Hola amigos como estan, soy nuevo en este foro y me gustaria consulatarles como podria hacer para contruir un intercomunicador inalabrico, que sea de 2 canales, es decir que pueda hablar y oir simultamente en los dos lados, un lado ira fijo, pero el otro no, el otro seria movil, el alcanze con unos 50 o 100 metros..es suficiente, pero si fuera mas..seria ineresate..muchas Gracias

Saludos


----------



## VichoT (May 19, 2006)

Holas.drmercurio. Prueba con 2 grupos de transmisores/receptores.
 Por ejemplo el trans fijo lo dejas en 5mhz(por popner un nº) y el receptor dela estacion fija lo dejas en 4.5mhz.

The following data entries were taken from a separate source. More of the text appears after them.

PR #760, opened 2017-02-24
Streamserver: use 30 seconds socket timeout

athoik:
The streamserver locks a tuner for several minutes, if there is
an abnormal connection drop (eg power issue, cable removal etc).

Use TCP_USER_TIMEOUT with timeouf of 30 seconds to allow streamserver
to recover faster, releasing the tuner back to Enigma2.


littlesat:
As Erik is busy with this topic I wait for him to merge this...

athoik:
The newer version by @eriksl  obsoletes that PR. 

https://github.com/OpenPLi/enigma2/commit/4064434047b32ca9c1b3305b4afcbc0b3399b812

So we are ok to close it ;)

PR #767, opened 2017-02-26
Cleanup ChoiceBox.py

persianpros:


persianpros:
Is it ok to import whole enigma ? I mean what you have in line 8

En cambio el equipo movil lo haces transmitir a 4.5mhz y el receptor lo ajustas a 5mhz .
Ó podrias usar el metodo delas comunicaciones digitales conmutando continuamente entre el mod transmision y recepcion a una alta frecuencia de cambio. Asi al oido humano no detecta los cortes de audio  durante la etapa de transmision.
Bye!


----------



## drmercurio (May 20, 2006)

Gracia Vitucho, pero sabes,yo no se mucho de electronica, es mas, sigamos que soy un fanatico de esta, por lo cual yo epnse en algun modelo para poder ensamblar, pero los datos que me haz dado me sirvieron para darme cuenta que lo peudo hacer en 2 partes diferentes, cosa que me emplia la visio, pero me gustaria saber tambien acerca de alguna maqueta, o algun modeo a seguir, muchas Gracias.
Atte DrMercurio


----------



## vinho (May 23, 2006)

Quizá esto te sirva: https://www.forosdeelectronica.com/f22/circuito-walkie-talkie-422/. Un walkie talkie es un transmisor receptor...


----------



## drmercurio (May 28, 2006)

Gracias vitucho, es un proyecto interesante ese del wlakie talkie, pero ya lo habia visto =( , lo que yo buscaba es que sea como un telefono inalambrico, es decir uno para oir y otro para hablar, exactamente igual que el telefono, pero que sea intercomunicador entre 2 iguales, gracias.
Atte DrMercurio


----------